An international team of scientists have revealed that black holes can grow additional hair-like structures when spinning fast enough, a discovery that could give new insight into the behaviour of black holes.
Until now black holes have been thought to be fully characterized by just two quantities, mass and spin. For several years physicists have been investigating whether black holes can have additional structures – which would reveal the existence of new fundamental fields.
Researchers from the University of Nottingham collaborated with SISSA and IFPU Institute for Fundamental Physics of the Universe and CNRS & Sorbonne University that has used numerical simulations to show that black holes can spontaneously grow the simplest form of permanent hair (a scalar field) once they start spinning fast enough. The research has been published in Physical Review Letters.

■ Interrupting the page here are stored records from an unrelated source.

PR #14113, opened 2017-03-06
Added python-redis for 14.10 -> 16.10

josephduchesne:
Updated rosdep python package list for ubuntu 14.10 through 16.10 for the python-redis package.

### DIFF
--- a/rosdep/python.yaml
+++ b/rosdep/python.yaml
@@ -2051,6 +2051,7 @@ python-redis:
     wily: [python-redis]
     xenial: [python-redis]
     yakkety: [python-redis]
+    zesty: [python-redis]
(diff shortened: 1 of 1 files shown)


mikaelarguedas:
@josephduchesne Is it possible to add the entry for zesty (17.04) as well ?

mikaelarguedas (approved):
thanks @josephduchesne for the quick iteration

dirk-thomas:
Since all the Ubuntu entries are the same it would be easier to just fold it into `ubuntu: [python-redis]` to avoid any future work on this.

dirk-thomas:
Thank you for iterating on this.

PR #14114, opened 2017-03-06
add doc and source entries for metapackages in Indigo and Jade

dirk-thomas:
In order to extract metapackages for the wiki as well as to work with `rosinstall_generator`.


mikaelarguedas (approved):
lgtm

PR #16235, opened 2017-11-02
Clean PR for tracetools

iluetkeb:
Old one was broken due to bad merge.

### DIFF
--- a/indigo/distribution.yaml
+++ b/indigo/distribution.yaml
@@ -15095,6 +15095,16 @@ repositories:
       url: https://bitbucket.org/traclabs/trac_ik.git
       version: master
     status: developed
+  tracetools:
+    doc:
+      type: git
+      url: https://github.com/bosch-robotics-cr/tracetools.git
+      version: devel
+    source:
+      type: git
+      url: https://github.com/bosch-robotics-cr/tracetools.git
+      version: devel
+    status: developed
   transform_graph:
     doc:
       type: git
--- a/indigo/distribution.yaml
+++ b/indigo/distribution.yaml
@@ -15100,6 +15100,11 @@ repositories:
       type: git
       url: https://github.com/bosch-robotics-cr/tracetools.git
       version: devel
+    release:
+      tags:
+        release: release/indigo/{package}/{version}
+      url: https://github.com/bosch-robotics-cr/tracetools.git
+      version: 0.1.0
     source:
       type: git
       url: https://github.com/bosch-robotics-cr/tracetools.git
--- a/indigo/distribution.yaml
+++ b/indigo/distribution.yaml
@@ -15062,6 +15062,16 @@ repositories:
       url: https://bitbucket.org/traclabs/trac_ik.git
       version: master
     status: developed
+  tracetools:
+    doc:
+      type: git
+      url: https://github.com/bosch-robotics-cr/tracetools.git
+      version: devel
+    source:
+      type: git
+      url: https://github.com/bosch-robotics-cr/tracetools.git
+      version: devel
+    status: developed
   transform_graph:
     doc:
       type: git
--- a/indigo/distribution.yaml
+++ b/indigo/distribution.yaml
@@ -15103,7 +15103,7 @@ repositories:
     release:
       tags:
         release: release/indigo/{package}/{version}
-      url: https://github.com/bosch-robotics-cr/tracetools.git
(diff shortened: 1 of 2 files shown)


mikaelarguedas:
This fails because there's no package.xml on the release repository. Looking at it, it looks like the release repository is completely empty. Did you forget to run bloom-release ? (Useful links http://wiki.ros.org/bloom/Tutorials/FirstTimeRelease, http://wiki.ros.org/bloom/Tutorials/ReleaseThirdParty)

iluetkeb:
I have not done a release, yet. I was setting up to do one, when bloom complained that it could not find a release repo in the rosdistro.

You know, this would all go a lot easier for first-timers if some things were classified as warnings instead of errors, because of the cyclic dependencies between bloom and rosdistro.

mikaelarguedas:
> I have not done a release, yet. I was setting up to do one, when bloom complained that it could not find a release repo in the rosdistro.

Bloom looks at rosdistro to get as much information as possible to avoid users to have to type them in. It should indeed have classified the absence of a release repository as a warning and have offered you to provide a release repository manually. Maybe the message from bloom was not clear and if so we'd definitely consider a PR to make this message more explicit.

On the rosdistro side, I think it makes sense that an invalid or empty release repository is flagged as an error because if it gets merged as is the buildfarm will try to build packages from that invalid release repository and fail.

wjwwood:
Unless I'm mistaken the message includes this line:

> You can continue the release process by manually specifying the location of the RELEASE repository.

(bloom's capitalization not mine)

So, I think it should be prompting you to enter the address of the release repository, not add it here. If there is a confusing message please copy-paste the output here or suggest an improvement on the bloom issue tracker as @mikaelarguedas said.

iluetkeb:
That's the way I'm doing it now. It's balked at the release tag (which, somehow, it expects it to match to version directly, instead of being release/<distro>/<version>, as I had thought).

Anyway, gotta run to another thing now, so it's gonna be a few hours. Don't wait for me ;-)

btw, this whole process is a bit icky, but some of it is because it's so configurable. Maybe the whole rails-idea of "convention over configuration" would be something to go for. I'll think about it.

wjwwood:
> It's balked at the release tag (which, somehow, it expects it to match to version directly, instead of being release//, as I had thought).

You can configure that, see:

https://github.com/ros-infrastructure/bloom/blob/d3349cc63837f0b71e264d42876d0a2728277d4e/bloom/config.py#L94-L104

Which should have been printed to you during configuration.

> btw, this whole process is a bit icky, but some of it is because it's so configurable. Maybe the whole rails-idea of "convention over configuration" would be something to go for. I'll think about it.

For the 99% use case (an actual ROS package), all of the settings are default (other than which repository and what ros distro). The problem is that your repository is unconventional, i.e. using something other than just the version number as the release tag, which is the convention for ROS repositories.

iluetkeb:
Well, I had *thought* that release/.../ *was* the default, because some other tool expected that and didn't get it. I believe it was the nosetests for rosdistro. Whatever ;-)

iluetkeb:
Ah... and the nosetests complained, because I took my cue from the "turtlebot" repository in the rosdistro, which, apparently, is also not-standard

tfoote:
The turtlebot is standard where the tags are all just the version numbers: https://github.com/turtlebot/turtlebot/releases

The only place I'm familiar with the release/distro/package/version is in the release repos that bloom generates like https://github.com/turtlebot-release/turtlebot-release/releases?after=rpm%2Fros-indigo-turtlebot-bringup-2.3.14-0_heisenbug The tags defined here: https://github.com/ros/rosdistro/blob/master/kinetic/distribution.yaml#L9636 are the tags to which bloom will output package specific artifacts inside the release repository.

iluetkeb:
Alright, looking good here. Thanks for the help @tfoote @mikaelarguedas !

mikaelarguedas:
Thanks for iterating. You will need to run bloom-release on kinetic as well, currently the release repository has only the ungido branches

iluetkeb:
@mikaelarguedas In https://github.com/bosch-robotics-cr/tracetools-release I see branches for kinetic.

mikaelarguedas:
You're right, looks like github on smartphone hides stuff from me. Looks good then!

mikaelarguedas (approved):

mikaelarguedas:
Note: The buildfarm is pretty busy right now so it may take a while for these debs to be created

PR #16253, opened 2017-11-03
remove geographiclib from gentoo

Alessandro-Barbieri:
only available in the pchrist overlay as an ebuild with a banned (or soon to be) EAPI
hope to see in main tree https://bugs.gentoo.org/636338

### DIFF
--- a/rosdep/base.yaml
+++ b/rosdep/base.yaml
@@ -1680,7 +1680,6 @@ libgeographiclib-dev:
   debian:
     wheezy: [libgeographiclib-dev]
   fedora: [geographiclib]
-  gentoo: [sci-geosciences/geographiclib]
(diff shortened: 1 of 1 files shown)


mikaelarguedas:
For reference this is the PR @allenh1 is referring to https://github.com/ros/ros-overlay/pull/269

allenh1:
It _would_ be super great, however, if you could add the definition for `geographiclib` under the same name (since the ebuild is there now). It's blocking mavros on Lunar.

mikaelarguedas:
@Alessandro-Barbieri @allenh1 If there is no objection, I'm going to close this as it appears not to be necessary anymore.
Feel free to open a different PR for adding the `libgeographiclib` gentoo rule

PR #16266, opened 2017-11-03
Revert "bond_core: 1.8.1-0 in 'kinetic/distribution.yaml' [bloom]"

mikaelarguedas:
Reverts ros/rosdistro#16244

Thought that https://github.com/ros/ros_comm/pull/1205 was already merge, reverting until steady timer feature is available


dirk-thomas:
I would say don't worry about it. Once it syncs to trying and the PR passes I will release it and it should be fine.

mikaelarguedas:
My concern was that this may prevent enough packages from building that there won't be enough packages to sync to testing. I'll merge this just to be sure and synchronize my release with yours

PR #16301, opened 2017-11-07
Adding eigenpy to documentation index for indigo

nim65s:
Eigenpy gives bindings between numpy and eigen using boost::python.

### DIFF
--- a/indigo/distribution.yaml
+++ b/indigo/distribution.yaml
@@ -2901,6 +2901,16 @@ repositories:
       url: https://github.com/ros/eigen_stl_containers.git
       version: master
     status: maintained
+  eigenpy:
+    doc:
+      type: git
+      url: https://github.com/stack-of-tasks/eigenpy.git
+      version: master
+    source:
+      type: git
+      url: https://github.com/nim65s/eigenpy.git
+      version: ros
+    status: maintained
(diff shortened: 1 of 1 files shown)


indigo/distribution.yaml
```diff
@@ -2901,6 +2901,16 @@ repositories:
...
       version: master
     status: maintained
+  eigenpy:
+    doc:
+      type: git
+      url: https://github.com/stack-of-tasks/eigenpy.git
+      version: master
+    source:
+      type: git
+      url: https://github.com/nim65s/eigenpy.git
```
mikaelarguedas: Is it on purpose that the documentation comes from a repo and the source code comes from a fork of that repo?

nim65s: Yes, I need some time to understand the ROS ecosystem and to adapt our code for catkin & bloom.
So if possible I'd like to use my fork as a starting point while it's not fully operationnal, before pushing the modifications to the upstream.

But I guess I should also use my fork for the doc, as the upstream doesn't have a `package.xml` file for now.

mikaelarguedas (approved):
sounds good, thanks for iterating

nim65s:
Thanks :)

PR #16302, opened 2017-11-07
find_object_2d: 0.6.2-0 in 'lunar/distribution.yaml' [bloom]

matlabbe:
Increasing version of package(s) in repository `find_object_2d` to `0.6.2-0`:

- upstream repository: https://github.com/introlab/find-object.git
- release repository: https://github.com/introlab/find_object_2d-release.git
- bloom version: `0.6.1`

### DIFF
--- a/lunar/distribution.yaml
+++ b/lunar/distribution.yaml
@@ -635,6 +635,21 @@ repositories:
       url: https://github.com/ros/filters.git
       version: hydro-devel
     status: maintained
+  find_object_2d:
+    doc:
+      type: git
+      url: https://github.com/introlab/find-object.git
+      version: lunar-devel
+    release:
+      tags:
+        release: release/lunar/{package}/{version}
+      url: https://github.com/introlab/find_object_2d-release.git
+      version: 0.6.2-0
+    source:
+      type: git
+      url: https://github.com/introlab/find-object.git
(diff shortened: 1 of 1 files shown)


mikaelarguedas:
@matlabbe FYI: If you release from a new branch you will need to bump the minor version number as only one version of the code can exist on the upstream repository for a given tag. Otherwise catkin_prepare_release will fail next time you prepare a release for both kinetic and lunar with the same version number.
(see [ros_tutorials](http://repositories.ros.org/status_page/compare_indigo_jade_kinetic_lunar.html?q=rospy_tutorial) for an example of package releasing from a different branch every ROS distro and bumping the version number accordingly)

matlabbe:
Thx for the warning. I use the same version of the standalone (no ROS) version of [Find-Object](https://introlab.github.io/find-object/) to be easier to track which version is actually used in ROS (if I have issues opened on a particular version of Find-Object, standalone or ROS).

I do the same with [RTAB-Map](http://introlab.github.io/rtabmap/), the ros package uses the version of the standalone version to track the issues instead of the ROS distros. 

I didn't have problems in the past with bloom doing so though, I'll see the next release if it is too problematic. If it fails, I'll know why!

mikaelarguedas (approved):
Sounds good

PR #16309, opened 2017-11-08
Add ruamel.yaml in 'rosdep/python.yaml'

barryridge:
[ruamel.yaml](https://pypi.python.org/pypi/ruamel.yaml) provides much improved YAML parsing over pyyaml.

Alexandru Dima, Astrophysicist of SISSA and INFN and first author of the paper explains: “In our work we have considered a wide class of extensions to Einstein’s theory of gravity that make interesting prediction in extreme regimes, such as the surroundings of black holes or neutron stars” says “While previous studies have already provided examples of “hairy” black hole solutions, we have shown for the first time, thanks to numerical simulations, that black holes can spontaneously grow the simplest form of permanent hair (a scalar field) once they start spinning fast enough.”
The researchers also describe the way in which rotation controls the hair growth mechanism. In Einstein’s theory of gravity and many of its extensions, mathematical theorems ensure that black holes cannot sustain hair. They eventually shed it away through the emission of gravitational waves.
However, in the theories under consideration, once the black hole starts rotating faster than a certain threshold hair spontaneously grow, giving the black hole novel features.
Physicists have been investigating possible extensions of General Relativity in order to solve theoretical issues linked to the ongoing search for a quantized theory of gravity or as potential explanations of the puzzles that still await in the “dark side” of gravitational physics, like dark energy or dark matter.